Why is the volume flow importantTo properly select an adsorber for use on a hydraulic tank, the air flow rate is an important value. The air flowing through the adsorber must be dehumidified by the desiccant. Here, the quantity and speed have an effect on the efficiency.

The figure shows the influence of air velocity on the adsorber index (efficiency). Very fast air does not have sufficient residence time to be dried effectively. In addition, a high amount of water is introduced into the adsorber, shortening the product life cycle. An adsorber filled with 1kg of silica gel should be used up to a volume flow of approx. 100 l/min to achieve a good adsorber index of 70%.

Figure 1: Adsorber index at 20 °C and an adsorber with 1 kg desiccant, as a function of volume flow rate.

## What are the possibilities to determine the volume flow?

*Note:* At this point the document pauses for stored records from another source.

Issue #11, opened 2022-10-17
Create wallet upon first start


holzeis:
Upon first start of the app a wallet needs to be generated utilizing the Bip39 standard. This may be implemented using a combination of the [bitcoindevkit](https://bitcoindevkit.org/) and the [lightningdevkit](https://lightningdevkit.org/)

**Acceptance Criterias**

- lightning wallet (on & off chain) is initialized and ready to use (exposed through the flutter_rust_bridge)
- a simple view showing the current balance - demonstrating that the wallet can be accessed from the view.

holzeis:
This issue is not intended to make the wallet already 100% usable, but get to a point where we feel comfortable of making it usable. Follow up issues may be required!

klochowicz:
@holzeis I've noticed we're both assigned to it - how would you like to split the work? would you like to pair on this?

bonomat:
I thought I'd share some insights: 
rust-lightning is very modular, meaning, we will need to implement various things. Among others, rust-lightning does not take care of an on-chain wallet for you but asks you to perform certain tasks and hand over the signed transactions to the ldk. 
This means, we can implement an on-chain wallet using BDK as we are used to. 

Sample code: here they use bitcoind's wallet: 

https://github.com/lightningdevkit/ldk-sample/blob/8984205acf1d328837d0f33798e89e479aea1882/src/main.rs#L147-L165

holzeis:
thanks for the input. I will have a look..

klochowicz:
@holzeis do you think we can close it? on-chain wallet is initialised, balance is displayed, and the off-chain wallet is covered by #82

holzeis:
> @holzeis do you think we can close it? on-chain wallet is initialised, balance is displayed, and the off-chain wallet is covered by #82

yes.

PR #81, opened 2022-10-28
BIP39 derived seed for a BIP84 wallet

### LINKED ISSUE #68: Create BIP-39 compatible BDK wallet
Upon the first start of the application, a new bitcoin wallet should be created from with a seed compatible with BIP39.
This should allow us to export the seed words.

holzeis:
This PR derives a BIP84 wallet from a BIP39 seed phrase and exposes a corresponding rust api through the flutter rust bridge. Additionally this PR already improves the structuring (to the best of my limited flutter skills).

resolves #68 #11 

This PR is still draft as the seed screen needs a little bit more care.

### DIFF
--- a/rust/Cargo.toml
+++ b/rust/Cargo.toml
@@ -9,9 +9,9 @@ crate-type = ["cdylib", "staticlib"] # Android needs cdylib, whereas iOS staticl
 
 [dependencies]
 anyhow = { version = "1", features = ["backtrace"] }
-flutter_rust_bridge = "1.49.0"
-bip39 = "1.0.1"
-rand = "^0.6.0"
-hkdf = "0.12"
-sha2 = "0.10"
 bdk = "0.23.0"
+bip39 = "1.0.1"
+flutter_rust_bridge = "1.49.0"
+hkdf = "0.12"
+rand = "^0.6.0"
+sha2 = "0.10"
--- a/rust/Cargo.toml
+++ b/rust/Cargo.toml
@@ -12,3 +12,6 @@ anyhow = { version = "1", features = ["backtrace"] }
 flutter_rust_bridge = "1.49.0"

There are three ways to determine the volume flow. On the one hand, a very strong simplification can be applied. The tank volume is used as a selection criterion. This number implies that, depending on the grouping of the tank volumes, a maximum air exchange is possible. This approach is sufficiently accurate in most cases. In practice, the following grouping has emerged.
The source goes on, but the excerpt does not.